@seraph_summer:

I agree with Robert and mfeingold. However, i would like to stress one additional point. The true power and benefit of .NET is its support for multiple languages in the same solution in a clean and co-operative manner. Thus, you can select the best tool for solving the problem at hand. Now, depending on the issues involved, the ideal solution might be written in C#, or it might leverage what F# has to offer, or it might require C++/CLI for bare-metal control. Heck, there might even be a problem for which VB.NET is the right solution. (Though, I've never found one!)

In truth, a professional solution to all but the most trivial of problems will likely benefit from a combination of language and technologies. Plus, as has been pointed out previously, every time you learn a new technique in one language, its an opportunity to re-use the knowledge in a different language. So, rather than asking: 'should I learn C# or F#', perhaps you should ask: 'in what order should I learn C# and F#'?

By on 6/8/2009 7:06 AM ()

I do agree your comments!

By on 6/8/2009 8:02 AM ()

I do not think that comparing "feature function set" is the right way to go here. If you would compare C# vs VB vs C++ this might work, the differences there are primarily about syntax.

With F# vs C# it is not just about syntax. It is OO vs Functional. Each one offers its own way to get to the solution of the problem you are tackling. Personally OO is so ingrained in my mind that sometimes it is difficult to find the 'functional' solution to the problem, but when you find it, almost always it is more elegant, more concise and surprisingly enough even more readable.

Going back to your question - which one I would say to be a real pro you need both OO and Functional and C# does not have much to offer in terms of Functional - nothing beyond very limited type inference (var) and lambda expressions

By on 6/8/2009 5:34 AM ()

I don't see how it's exactly OO versus Functional. Perhaps OO versus "OO + Functional". F# has most of the C# OO features. (I think support for generating "protected" members isn't in.) Implicit interfaces might be annoying too, but if you search the forums, it's been hinted that it'll be taken care of. So even in OO, F# generally the same functionality, leading it to overall being a superset. Unless I'm unaware of some C# OO stuff (quite possible).

By on 6/8/2009 8:27 AM ()

In my experience F# is pretty much a superset of C#. C# lacks the following F# features:

- pattern matching

- union types

- active patterns

- units of measure

- Tuples (admittedly .NET 4.0 will have tuples in the framework but C# won't have any language support for them)
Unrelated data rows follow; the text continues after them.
PR #788, opened 2022-08-25
fix upper modifier and strftime usage in date_format if PHP > 8.1

cmelius:
This fixes: 
"|upper" and
"|date_format"    (see #750 )
on PHP8.1

function php8strftime should probably be moved to some function.strftime.php to use with other occurrences of strftime?

### DIFF
--- a/libs/plugins/modifier.date_format.php
+++ b/libs/plugins/modifier.date_format.php
@@ -78,8 +78,198 @@ function smarty_modifier_date_format($string, $format = null, $default_date = ''
             }
             $format = str_replace($_win_from, $_win_to, $format);
         }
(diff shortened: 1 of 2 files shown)


wisskid:
@cmelius yes, the strftime-fix is too specific. `strftime` is also used in `libs/plugins/function.html_select_date.php`. See #672.
The upper changes seem fine. Do you want to update your PR? Or shall I copy your changes for the upper modifier?

cmelius:
You're welcome to copy. I am on vacation for the next two weeks so please go ahead.

Cheers

wisskid:
will do, closing this.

- Sequence expressions (okay C# has yield return, but this doesn't feel as powerful as F# sequences)

- Async workflow expressions

Have you tried any of these features? I strongly suggest giving them a go then trying to implement something similar in C#.
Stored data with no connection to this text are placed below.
PR #796, opened 2022-09-12
Bugfix/rand without param v3

wisskid:


composer.json
```diff
@@ -27,7 +27,7 @@
         "forum": "http://www.smarty.net/forums/"
     },
     "require": {
-        "php": ">=5.2"
+        "php": "^5.2 || ^7.0"
```
estan, line 30: Hey, I had been using smarty 3.1.x with PHP 8. Just want to confirm that this was intended - not compatible with 8?

I was actually using it indirectly thought the Widgets extension for MediaWiki, which requires smarty 3.1.x. But I ran into a problem trying to install it in a mediawiki:1.39.1 Docker container recently (which uses PHP 8), since the Widgets extension had bumped their smarty requirement to 1.3.47 to get a recent security fix.

(see https://github.com/wikimedia/mediawiki-extensions-Widgets/commit/a13445f4a7e407f9cb440f85020a8bd6fe48fa16#r102066674)

wisskid: Yes, PHP8 support has been added in smarty v4. It should be a relatively cheap upgrade.

marclaporte: And Smarty 5 is in development 👍 
https://github.com/smarty-php/smarty/pull/852

estan: Alright, thanks guys. Now I actually saw that the MediaWiki Widget extensions folks moved back to 3.1.46 in their master branch due to this, I guess until they've ensured it'll work with 4.x (https://github.com/wikimedia/mediawiki-extensions-Widgets/commit/2022ef9bf3f7a771010ac9965b339332a476ca91).

wisskid: I can see why they do this, but in reality the 3.1.46 version is of course no more php8 compatible than 3.1.47 is.

bawolff: Hi, yes. The 3.1.46 thing we did is just super temporary until we can update to 4, which we intend to do in short order once we fix our incompatibilities with 4.x

PR #798, opened 2022-09-14
clean output buffer for Throwable instead of just Exception

wisskid:


wisskid:
I'm not convinced this is safe yet. What happens < PHP7.0 (when Throwable was first introduced). Will the exception handler be triggered?

PR #801, opened 2022-09-16
fix compilation for caching templates

Storyxx:
We maintain a complex template setup using inheritance and includes. 
When activating caching, we get an out of memory error due to a non-terminating recursion. 
After stepping through the code there seem to be two possible causes, which when corrected resolve the issue.

The first one being missing parenthesis around the ternary operator which leads to a wrong comparison.

With the second one it seems that the wrong template was compiled.

PHP-version: 8.0
Smarty-version: 4.2.0


wisskid:
@Storyxx both seem like accidental typos indeed. Wonder how they went unnoticed for so many years.
Anyway, does this fix your problems?

PR #804, opened 2022-09-19
revert php constraints to not force major updates

piranos:
the change in the php constraints forces codebases using php 8 to upgrade to the next major.
this changes should not be made in a patch update

### DIFF
--- a/composer.json
+++ b/composer.json
@@ -27,7 +27,7 @@
         "forum": "http://www.smarty.net/forums/"
     },
     "require": {
-        "php": "^5.2 || ^7.0"
+        "php": ">=5.2"
     },
     "autoload": {
         "classmap": [


wisskid:
Smarty 3.1 was never meant to aupport php8. Smarty 4 was released for that purpose. This change was meant to clarify this as people would keep requesting fixes for running smarty v3 on php8.

piranos:
i don't think that is a good reason to introduce a compatibility change without even a notice in the changelog.
i think a better place to clarify would be the readme

wisskid:
I agree that it should have been mentioned in the changelog. The readme.md for v:.1 already states "Smarty can be run with PHP 5.2 to PHP 7.4."

wisskid:
The changelog has been updated (in the support/3.1 branch) to clarify.

PR #832, opened 2022-11-24
Allow dereferencing of non-objects accross all supported PHP versions

### LINKED ISSUE #831: Dereferencing of non-object triggers E_WARNING in php >= 8.0
```
$smarty->assign('object', null);
====
{{$object->name}}
```

That would trigger a

> Attempt to read property "name" on null

_Originally posted by @rudiedirkx in https://github.com/smarty-php/smarty/issues/735#issuecomment-1326258423_

wisskid:
Fixes #831


rudiedirkx:
I have no idea what _DereferencingNonObjects_ is, so I would put all those error suppression in the same config, but sure, this works :+1:

rudiedirkx:
What about

```
class Foo {}
$smarty->assign('object', new Foo);
====
{{$object->name}}
```

? Is that caught too? A non-existing property of a valid object? Or a protected/private property of an object, which is probably a different message:

```
class Foo {
  protected $name = 'Bar';
}
$smarty->assign('object', new Foo);
====
{{$object->name}}
```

The only feature that C# has that F# does is anonymous types, but here F#'s record types are a nice light weight way of doing something similar (though I would emphersise it's not exactly the same thing).

Plus learning F# will help learn to program in a good functional style. Although you can program in a functional style in C# I feel the language encourages you to be imperative - you still spend a lot of time allocating locals and then updating there value.

Cheers,

Rob

By on 6/8/2009 4:31 AM ()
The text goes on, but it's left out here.